Collaborative Development#
http://ku.pages.dwd.de/documentation/starter/quality.html
Version Management
Code Review
Code Documentation
Programming style guideline
Unit testing
Integration Testing
CI/CD Pipelines
Core Features#
Handles all tasks associated with geographic projections
Parses and manages all climate-related metadata
Converts polygons and points into raster format
Converts rasters into polygon data
Generates masks from files, creates masks from polygons, and applies them
Visualizes fundamental quantities through plotting
Automatically converts units
Conducts data and metadata integrity checks
Automatically resamples datetime and sets attributes
Dynamically fixes known issues in datasets
Applies CMORization to any dataset
Executes bias correction procedures
Performs downscaling operations
The Mighty Xarray Library#
Xarray makes working with labelled multi-dimensional arrays in Python simple, efficient, and fun!
Ideally, we should avoid writing or re-writing code if it is already available and maintained. For this purpose, pyku is fully integrated with Xarray, extending its datasets with functions focused on handling climate data, particularly the data we use at KU. Since pyku is built within the Xarray framework, it is fully compatible with a large number of high-quality Xarray extensions, allowing us to use them without needing to write and maintain them ourselves. Here are a few examples:
MetPy
MetPy is a collection of tools in Python for reading, visualizing, and performing calculations with weather data.
xclim
xclim is an operational Python library for climate services, providing numerous climate-related indicator tools with an extensible framework for constructing custom climate indicators, statistical downscaling and bias adjustment of climate model simulations, as well as climate model ensemble analysis tools.
xskillscore
Metrics for verifying forecasts
Satpy
Satpy is a python library for reading, manipulating, and writing data from remote-sensing earth-observing satellite instruments.
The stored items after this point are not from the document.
PR #15040, opened 2021-12-17
[WFLY-15847] Digest mechanism needs sticky sessions

aogburn:
https://issues.redhat.com/browse/WFLY-15847

PR #15062, opened 2022-01-07
[WFLY-15732] / [WFLY-15356] Remove use of security-plugins from Undertow subsystem.

darranl:
https://issues.redhat.com/browse/WFLY-15732

Supersedes:
  https://github.com/wildfly/wildfly/pull/14936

We load the Xarray and pyku libraries, along with the analyze module from pyku, to perform some plotting during this walk-through.
[1]:
import xarray as xr
import pyku
import pyku.analyse as analyse
Selecting Real-world Data for this Walk-through#
First, we define real-world test data from the pyku.resources module.
[2]:
pyku.list_test_data()
[2]:
['air_temperature',
'fake_cmip6',
'cftime_data',
'hyras',
'hyras_pr',
'hyras-tas-monthly',
'monthly-hyras-files',
'small_tas_dataset',
'cosmo-rea6',
'low-res-hourly-tas-data',
'hourly-tas',
'GCM_CanESM5',
'MPI_ESM1_2_HR_tas',
'MPI_ESM1_2_HR_pr',
'tas_hurs',
'tas_ps_huss',
'ps_tdew',
'monthly_eurocordex',
'global_data',
'icon_grib_files',
'icon_grid_file',
'CCCma_CanESM2_Amon_world']
Checking and Repairing Broken Datasets#
This is generally where we begin our analysis: by going through individual datasets. pyku not only allows us to check datasets for common issues but also tentatively repair on-the-fly any datasets that we use at KU which may be broken.
[3]:
ds = pyku.resources.get_test_data('hyras_pr')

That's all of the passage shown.